John Flansburgh: Yes. John, actually, I was at my storage space last week, just sifting through a bunch of stuff and I actually found a bunch of setlists that you drew up. I think over time, it has definitely shifted. I think one of the lucky things about being in this band, for me, I feel like, is we have so much shared experience before we even started it. A lot of bands start-- they don't even really know each other. John and I had been friends for over a decade when we started the band. We had seen all sorts of stinky rock shows and good rock shows.
A lot of our opinions about just performance and entertainment and what was interesting were formed at the same time. I think we have this shared esthetic that the Venn diagram is I think very healthy for a collaboration.
John Linnell: I would say generally, we've always wanted to be the band that we would have liked starting out. We were gearing every-- I'm sure that's true of every band on some level, but we wanted to invent something that was what we would have found exciting before we actually started a band.
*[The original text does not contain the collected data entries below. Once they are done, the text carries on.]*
PR #3035, opened 2021-11-09
chore: script populating integration spec topics

nbbeeken:
#### What is changing?

A helper script to assist with test clean up work.

I want the integration folder to remain closely in sync with the spec repo. A script to assist with that seems like a good way to keep with the practice. There are folders here which I believe may remain empty for sometime, but I think at somepoint we will either move in or have some case where it makes sense to put a test under a given topic.

-  Ran `npm run check:lint` script
- Changes are covered by tests
- New TODOs have a related JIRA ticket

### DIFF
--- a/etc/populate_spec_topics.sh
+++ b/etc/populate_spec_topics.sh
@@ -1,0 +1,23 @@
+#! /usr/bin/env bash
+
+if [[ -z $MONGODB_SPECIFICATIONS_DIRECTORY ]]; then
+    tmpdir=$(mktemp -d -t spec_testsXXXX)
+    curl -sL "https://github.com/mongodb/specifications/archive/master.zip" -o "$tmpdir/specs.zip"
+    unzip -d "$tmpdir" "$tmpdir/specs.zip" > /dev/null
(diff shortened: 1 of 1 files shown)


dariakp:
@nbbeeken Do we actually want folders for top-level .rst files?

nbbeeken:
Fair point I may be over prescribing us here. I think creating the missing directories might be worth it though? Which would be:
```
benchmarking
bson-corpus
bson-decimal128
causal-consistency
collation
compression
connections-survive-step-down
message
mongodb-handshake
ocsp-support
polling-srv-records-for-mongos-discovery
serverless-testing
transactions-convenient-api
```

I think each one of these would get used by our own collection of additional tests, (in addition to the spec runners). Also I don't think there would be harm in at some point running the bson corpus test with our driver. As well as making the spec benchmarks a regular part of the test runs.

I could easily extend this script to do similar directory creation or just file existence check in the unit directory. So we could have something that recreates the driver's structure. Worth doing?

dariakp (approved):

PR #3190, opened 2022-04-06
test: failing aws test should not check for region

baileympearson:
#### What is changing?

The aws clsfe test that used to check that an error was thrown if the region was invalid now only checks that a generic error is thrown and doesn't search for the region in the error message.

This is a drivers-wide bug.  It seems like this will be the fix (see https://github.com/mongodb/specifications/pull/1171) and we can clean up the todo once the Node ticket is opened.


nbbeeken (approved):
LGTM

PR #3191, opened 2022-04-06
feat(NODE-4059): ChangeStreamDocument not fully typed to specification

nbbeeken:
#### What is changing?

ChangeStreamDocument had some errors and friction in type info. I've restructured it to be a descriminated union of the possible change stream events which lends itself well to TS.

This does introduce compilation changes since properties that used to be optional now do not exist depending on the change stream event type. We could consider mitigating this by bringing back the properties but typing them as something that indicates they shouldn't have been used with a particular event (for example delete has no fullDocument field)

Type hinting on change stream documents helps sort through the variety of events that can occur.


src/change_stream.ts
```diff
@@ -84,16 +85,16 @@ export interface ResumeOptions {
 }
 
 /**
- * Represents the logical starting point for a new or resuming {@link https://docs.mongodb.com/manual/changeStreams/#std-label-change-stream-resume| Change Stream} on the server.
+ * Represents the logical starting point for a new or resuming on the server.
```
baileympearson, line 88:
```suggestion
 * Represents the logical starting point for a new ChangeStream or resuming a ChangeStream on the server.
```

src/change_stream.ts
```diff
@@ -107,94 +108,220 @@ export interface PipeOptions {
...
+   * @see https://docs.mongodb.com/manual/reference/command/aggregate
+   */
   batchSize?: number;
 }
 
 /** @public */
-export interface ChangeStreamDocument<TSchema extends Document = Document> {
+export interface ChangeStreamFullNameSpace {
+  /** The namespace */
+  ns: { db: string; coll: string };
```
baileympearson, line 141: I notice further down in the `rename` interface, you reuse `{ db: string; coll: string }`.  Ultimately, `{ db: string; coll: string }` is the namespace.  Could we create the type as
```typescript
interface ChangeStreamFullNamespace { db: string; coll: string }
```
so we can reuse it where needed?  Then we can add `ns: ChangeStreamFullNamespace` to the `ChangeStreamDocumentCommon` object.

src/change_stream.ts
```diff
@@ -107,94 +108,220 @@ export interface PipeOptions {
...
   /**
-   * Only present for ops of type ‘insert’, ‘update’, ‘replace’, and
-   * ‘delete’.
-   *
-   * For unsharded collections this contains a single field, _id, with the
-   * value of the _id of the document updated.  For sharded collections,
-   * this will contain all the components of the shard key in order,
-   * followed by the _id if the _id isn’t part of the shard key.
+   * The transaction number.
+   * Only present if the operation is part of a multi-document transaction.
```
baileympearson, line 172: Can we note here that the type of transaction number depends on the `promoteLongs` flag?

src/change_stream.ts
```diff
@@ -107,94 +108,220 @@ export interface PipeOptions {
...
    */
-  updateDescription?: UpdateDescription<TSchema>;
+  lsid?: ServerSessionId;
+}
 
+/**
+ * @public
+ * @see https://www.mongodb.com/docs/manual/reference/change-events/#insert-event
+ */
+export interface InsertChangeStreamDocument<TSchema extends Document = Document>
```
baileympearson, line 187: nit: I think `ChangeStream<Command>Result` might make more sense than `<Command>ChangeStreamDocument` as a general format for these interfaces but I don't feel too strongly.  Thoughts?

test/tools/unified-spec-runner/entities.ts
```diff
@@ -395,10 +403,20 @@ export class EntitiesMap<E = Entity> extends Map<string, E> {
...
       } else if ('collection' in entity) {
         const db = map.getEntity('db', entity.collection.database);
-        const collection = db.collection(
-          entity.collection.collectionName,
-          patchCollectionOptions(entity.collection.collectionOptions)
-        );
+        const collection = await db
+          .createCollection(
+            entity.collection.collectionName,
+            patchCollectionOptions(entity.collection.collectionOptions)
```
baileympearson, line 409: `patchCollectionOptions` is currently a no-op that essentially just casts the type of the options.  Is there a reason we need this utility?  I think we could just cast it inline.

test/tools/unified-spec-runner/entities.ts
```diff
@@ -395,10 +403,20 @@ export class EntitiesMap<E = Entity> extends Map<string, E> {
         map.set(entity.database.id, db);
       } else if ('collection' in entity) {
         const db = map.getEntity('db', entity.collection.database);
-        const collection = db.collection(
-          entity.collection.collectionName,
-          patchCollectionOptions(entity.collection.collectionOptions)
-        );
+        const collection = await db
```
baileympearson, line 406: question: is this logic added to handle the scenario where a user has two entities with the same collection name in a single test suite?  If so, would it make more sense to flip the logic - list collections while querying for the collection, and then create it if it doesn't exist?

test/integration/enumerate_databases.test.ts
```diff
@@ -233,6 +233,6 @@ const testSuite = new UnifiedTestSuiteBuilder('listDatabases with comment option
   )
   .toJSON();
 
-describe('listDatabases w/ comment option', () => {
+describe('listDatabases with comment option', () => {
```
baileympearson, line 236: non-blocking: Feel free to use the new `toMocha` method you added on `enumerate_databases` and `enumerate_indexes` if you'd like, but not necessary for the review!

baileympearson (changes requested):
Some questions and suggestions

src/change_stream.ts
nbbeeken: I'm wondering if it's more friction that it's worth to include this in the type annotation and instead document it as a possiblity based on the option.

test/tools/unified-spec-runner/entities.ts
nbbeeken: Until this PR we haven't used the unified runner to run a drop db / rename collection. They both require the collection to exist in advance of the operations stage of the test. I could instead adjust the test to perform an insert to create the collection, but this seems like a reasonable adjustment to the runner.

test/tools/unified-spec-runner/entities.ts
nbbeeken: No reason, it's a no-op for now, because we're lucky to have the JSON match our API but we should actually validate that in that helper, I can make a ticket for that TODO

src/change_stream.ts
nbbeeken: done!

src/change_stream.ts
nbbeeken: Changed this, we can't add it to common because it's missing from a number of the events

src/change_stream.ts
nbbeeken: Renamed them all, I'm still using Document at the end because I don't want to change the name of the `ChangeStreamDocument` type and we should keep these consistent, but reordering the indicator makes sense.

test/integration/enumerate_databases.test.ts
nbbeeken: Done!

src/change_stream.ts
baileympearson: So include this as part of the documentation for the `promoteLongs` flag?  I'm okay with that

test/tools/unified-spec-runner/entities.ts
baileympearson: Ah I see, that makes sense.  Sounds good

test/tools/unified-spec-runner/entities.ts
baileympearson: Oh that makes sense.  I was mainly wondering if the logic would be easier to follow if we flipped it around to look for collections first.  But I don't feel super strongly about this, feel free to ignore this thought

```typescript
let collection = await db.listCollections({ collectionName: entitiy.collection.collectionName })
    .map(({ name }) => db.collection(name))
    .toArray()[0]
if (!collection) {
  collection = db.createCollection( .... )
}
```

PaulEndri:
Hi, me again, hope it's okay. I'm actually really excited for this particular change as I've been using changestreams for a while, though looking at it, I do have a question: I think this change would break typescript validation if someone is trying to access to `.fullDocument` without first explicitly checking by type. Pretty sure the break is intended because this is technically more correct, but could it be done so that somehow the `.watch` can automatically limit the returned changeStream types? Maybe through an additional generic? I don't know if it's possible to dynamically pull based on the parameters, but I doubt it. It's just a weird developer experience if I specify to only listen to say chances and replacements and I have to additionally, in the execution logic, additionally specify it

nbbeeken:
Hi @PaulEndri always appreciate the feedback, something I hadn't originally considered when starting this work was the impact that the pipeline has on the change stream document as well, since currently the generic only controls the schema there isn't a way to account for a possible change like `$addFields` in the types. I've put this on the PR for the back burner for the moment while we consider how we could better support that possibility. It may come down to offering a new API that can capture the potential variability of the type. If we had something that better accounted for the pipeline then something like:
```ts
client.watchFor([{ $match: { operationType: 'insert' } }])
```
might be able to filter the actual change stream document type returned. Any ideas are welcome additions to the conversation 🙂

nbbeeken:
I'm proposing we add a second optional generic argument that can override the type of the whole change stream document. Unfortunately you can't skip arguments so the schema will need to be passed in first, but the second argument can be extended from our existing types making adding/omitting properties somewhat ergonomic. 

The impact on users should still be the same as the change proposed so far where certain properties need narrowing to access. Those who want a solution that doesn't require runtime narrowing could use this second argument to strictly type their changes or pass in `any` removing all strictness.

```ts
type InsertChangeWithComment = ChangeStreamInsertDocument<Schema> & { comment: string };

const pipelineChangeStream = collection.watch<Schema, InsertChangeWithComment>([
  { $addFields: { comment: 'big changes' } }, 
  { $match: { operationType: 'insert' } },
]);

pipelineChangeStream.addListener('change', change => {
  expectType<string>(change.comment);
  // No need to narrow in code because the generics did that for us!
  expectType<Schema>(change.fullDocument);
});
```

nbbeeken:
Waiting on #3215 to slim this PR down

baileympearson (dismissed):
LGTM

dariakp (approved):

baileympearson (approved):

Alison: My guests are John Flansburgh and John Linnell, you know them as They Might Be Giants. They have been celebrating their 40th anniversary with a tour. The two of the tracks we heard in the intro came off your 1990 album, Flood, and as you mentioned, you were performing it, but out of sequence, which is pretty interesting idea. What had you discovered about yourselves as songwriters and performers at this point? Because Flood, to date, is your best-selling release.
It's funny. First, I wrote down popular, and I was like, "Well, that's maybe not the right word. The accurate word is best-selling because somebody else might think something else is more popular." What did you know about yourselves as songwriters at this point?
John Linnell: I should say, first of all, I think Flood is absolutely our most popular album. That seems to be uncontroversial. Flans, you can answer the question if you'd like.
John Flansburgh: I feel like we've evolved so much. There are things that we're doing in our show now that are so exciting to me. When we first started doing this coming back after COVID, we actually added a horn section to our show, which is not a natural thing for most rock bands, but I think what it does is it does a half dozen different things over the course of the show in terms of improvisation, and we have some really big horn charts. It's just a very spectacular effect.
I feel like the musicality of what we're doing has really come up even just in recent years. It's exciting to be able to draw on so much material and bring so much stuff to the stage in such a full-blown way.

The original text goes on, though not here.